When immigrants apply for jobs in most companies, Gussin comments, they are typically asked what Canadian experience they have and how long they’ve been here. But Nytric considers its employees’ experience in “all different parts of the globe” helpful, he says, for instance because it makes them more resourceful when coming up with solutions to problems.

The atmosphere in a workplace with so many different cultures is collaborative and open-minded, he adds, and there are practical advantages, too. “The ability to speak to a customer overseas in their own language is hugely beneficial.”

The Conference Board study found that immigrant-owned businesses that export to non-U.S. markets are concentrated mostly in Ontario and Quebec. Female ownership is high among those immigrant businesses that export to non-U.S. markets, it discovered, with almost one-third of female ownership. The study also found that the most innovative immigrant exporters sell to the U.S., allocating four times the amount on R&D than those immigrants who export beyond the U.S.

One major stumbling block for immigrant-owned companies that export is getting financing, and the problem is greatest among those with “less tangible assets,” Sui says. This means that innovative businesses with a focus on R&D must look to angel investors and venture capitalists for funds.

Radha Radhakrishnan, president of RK Global Consultants Inc., a boutique consulting firm in Toronto that provides financial and management consulting services to companies doing business abroad, says that immigrant entrepreneurs have many strengths, including their education, experience, contacts and the money they bring to Canada. But they find it hard to “navigate within Canadian business circles” and are foiled by the banking system here.

Radhakrishnan, who comes from Sri Lanka and has worked in banks in Sri Lanka, Pakistan, Germany and Canada, has a 35-year background in banking and finance. He says that Canadian banks will only lend money against a company’s assets that have already been created in their balance sheet and against bricks-and-mortar holdings.
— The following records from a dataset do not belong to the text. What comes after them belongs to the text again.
PR #1070, opened 2026-07-22
MWPW-201344: Creating a promo variation without geos - follow-up

mirafedas:
Added a guard to prevent creating a duplicate of an empty-geos promotions variation (there may be only one).

Resolves https://jira.corp.adobe.com/browse/MWPW-201344

## 🧪 Nala E2E Tests

### To run Nala tests again:

- Remove the `run nala` label

## Test URLs:

- After: https://mwpw-201344--mas--adobecom.aem.live/


studio/src/promotions/promotion-variations.js
```diff
@@ -27,35 +31,113 @@ function readPznTags(fragment) {
...
+/**
+ * Probes promo variations for multiple fragments sharing the same promo tag. Fragments whose
+ * variation paths resolve to the same parent folder (e.g. siblings in the same source directory)
+ * are scanned via a single search instead of one per fragment. Results are ordered by index ascending.
+ * @param {import('../aem/aem.js').AEM} aem
+ * @param {string[]} defaultPaths
+ * @param {string} promoTagId
+ * @returns {Promise<Map<string, Array<{ path: string, index: number, id: string, pznTags: string[], status: string, title: string, model: string, fields: Array, tags: Array }>>>}
+ */
+export async function probePromoVariationsForFragments(aem, defaultPaths, promoTagId) {
```
Andrei4226: I saw that `computeProbeTarget` builds a `leafPattern` per fragment, whereas `probePromoVariationsForFragments` groups multiple fragments attached to the same promotion into a single search. 
But if two distinct fragments attached to the same promotion have names like "card" and "card-2", I think the regex for "card" will also match the result for "card-2" and would incorrectly attribute the variation (previously the full path was used and this case couldn't happen)
Optionally, a test to catch this case would be good

Andrei4226 (changes requested):

studio/src/promotions/promotion-variations.js
mirafedas: Very good catch, I haven't thought about this case, thank you :)

mirafedas: @Andrei4226 actually I just saw you fixed the same things in https://github.com/adobecom/mas/pull/1069/ , and our fixes look different. I will remove my fix from this PR

Andrei4226: yes, it's a refactor for the delete part
the common part is part of reading and keeps the search by `getByPath`, I forgot it
plus `getNextAvailablePromoVariationIndex`

Andrei4226 (approved):
LGTM

npeltier (approved):

Axelcureno (approved):
LGTM. The geo-less guard closes the gap the overlap check can't catch — empty geo arrays never register as "overlapping," so without this you could stack two fallback variations. Field access lines up with the probe output, and all three changes have tests. Nice.

One nit: the inline comment in `mas-promotions-items-table.test.js` (~line 110) explaining the disconnect guard — repo style avoids inline comments even in tests. Not blocking.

Immigrant start-ups often don’t have such assets on their balance sheets but are looking for “transactional trade financing,” where money is loaned so they can get the raw materials to make their products and ship them, based for instance on a letter-of-credit or a purchase-order from a buyer.

“They need the money to do the business rather than getting money for business they’ve already done,” Radhakrishnan says, adding that the government should take the leadership in encouraging banks to allow for such forms of non-traditional lending. “If we had the proper finance tools, we would be quadrupling what Canada is exporting through our immigrants.”
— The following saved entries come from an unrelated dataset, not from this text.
PR #1076, opened 2026-07-23
MWPW-201713: Apply mas-field promo code to checkout options

Axelcureno:
Resolves https://jira.corp.adobe.com/browse/MWPW-201713 (remaining scope; the io/www rich text OSI promo matching was folded into #1089 with per fragment scoping)

mas-field registers only a price options provider, so CTAs rendered through mas-field resolved checkout URLs without the promo project code. The shopper saw the promo price but checked out at the base price. Adds a checkout options provider mirroring merch-card's; the enclosing mas-field's data-promotion-code is applied unless the element already carries its own.

## Test URLs:

- Before: https://main--da-cc--adobecom.aem.page/products/photoshop?instant=2026-08-19T00:00:00.000Z&mas.preview=on&clearCaches.io
- After: https://main--da-cc--adobecom.aem.page/products/photoshop?instant=2026-08-19T00:00:00.000Z&mas.preview=on&clearCaches.io&maslibs=mwpw-201713&milolibs=mwpw-201713
- Before: https://main--da-cc--adobecom.aem.live/cc-shared/fragments/merch/products/indesign/compare-plans/table/individual/default
- After: https://main--da-cc--adobecom.aem.live/cc-shared/fragments/merch/products/indesign/compare-plans/table/individual/default?maslibs=MWPW-201713
- Before: https://main--da-cc--adobecom.aem.live/drafts/npeltier/table
- After: https://main--da-cc--adobecom.aem.live/drafts/npeltier/table?maslibs=MWPW-201713

## Checklist:

- [x] Tests pass locally (web-components 1545 passing, incl. 3 new provider tests)


Axelcureno:
Related Milo PR for the same ticket: https://github.com/adobecom/milo/pull/6339 — stamps the promo code and loads price styles when merch-card-autoblock unwraps a mas-field.

io/www/src/fragment/transformers/customize.js
```diff
@@ -295,10 +295,30 @@ function mergeVariations(root, customizeContext) {
...
+function collectRichTextOsis(fields) {
+    const osis = [];
+    for (const value of Object.values(fields)) {
+        if (typeof value !== 'string' || !value.includes('data-wcs-osi')) continue;
+        for (const match of value.matchAll(RICH_TEXT_OSI_ATTR)) {
+            osis.push(...match[1].split(','));
+        }
+    }
+    return osis;
+}
```
npeltier: this operation is already done in a different way in later wcs transformer. This is doubling the text processing here for same purpose. 
applyPromoCode runs at the only moment we have finalized output (with customized OSIs), so we can't run it before. 
We should probably though save a map osis -> fragment id, or path, or json path, but i guess this can be done later and we live with that double processing for now.

npeltier (changes requested):
- remark on the code is not for that PR
- please provide mas.io related test URL, also please tell what changes as i can't see it on the preview part
- also we should have explicit logic (and test) when there is a promo code on fields.osi & one in inline osi that is different. I guess this needs PM decision there on what to do (i would make fields.osi prior), and be explicit we do that

io/www/src/fragment/transformers/customize.js
Axelcureno: Ok, yes I agree. `applyPromoCode` needs the finalized customized output. I see you have filed MWPW-201862 as the follow up (thank you!).

Axelcureno: - osi priority: the fragment's own osi is collected first, so an explicit `fields.osi` match always wins over rich text OSIs. Covered by the "prefer the fragment osi match over rich text OSI matches" test. Can make it louder in code if you prefer, lmk.
- mas.io URL added to the description with a note on what shows where: the server pipeline applies the promo only once the window opens (Aug 17), so the visible delta is on the preview URL.

npeltier (changes requested):
sorry @Axelcureno, big collision with https://github.com/adobecom/mas/pull/1089, i guess you should remove io/www part, and just keep here the mas-field related changes (maybe some link to @yesil 's tech debt ticket as this is yet another time this is hitting us)

npeltier (approved):

web-components/src/mas-field.js
```diff
@@ -27,10 +27,26 @@ export function priceOptionsProvider(element, options) {
...
+/**
+ * Applies the enclosing mas-field's promo code to checkout options,
+ * mirroring what merch-card's checkout options provider does for cards.
+ * Without this, CTAs rendered through <mas-field field="ctas"> resolve
+ * checkout URLs without the promotion applied by a promo project.
+ */
+export function checkoutOptionsProvider(element, options) {
+    const masField = element?.closest?.(MAS_FIELD_TAG);
+    if (!masField) return options;
+    if (!options.promotionCode) {
```
yesil, line 70: this is not leveraging the COMPAT_VERSION_GLOBAL_PROMO_CODE, if applied old fragments (not sure realistic since it is for mas-field) can cause issues.

npeltier: i think there was no headless card prior to this.

web-components/src/mas-field.js
```diff
@@ -182,7 +199,11 @@ class MasField extends HTMLElement {
                 'data-promotion-variation-project',
                 fragment.promoVariationProject,
             );
-        if (fragment.fields?.promoCode)
+        if (
+            fragment.fields?.promoCode &&
+            (fragment.fields.compatVersion >= COMPAT_VERSION_GLOBAL_PROMO_CODE ||
```
yesil: in merch-card.js this logic is in the optionProvider functions.
I think this should move into either of priceOptionsProvider and checkoutOptionsProvider.

yesil (approved):

afmicka (approved):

Sui says that the policy implications of the Conference Board study could include finding ways to utilize the knowledge of immigrant entrepreneurs, while helping their operations become more innovative in the global marketplace.

For example, programs where immigrant and non-immigrant business owners connect to share their knowledge and experience would be beneficial, as would government support for R&D efforts among immigrant-owned companies that focus on emerging markets.

Sui is planning to study more recent data on all immigrants to Canada who own businesses and whether they are more successful at exporting. She is also looking at their mother tongue to see whether there is an “insider effect” for immigrants who can speak foreign languages.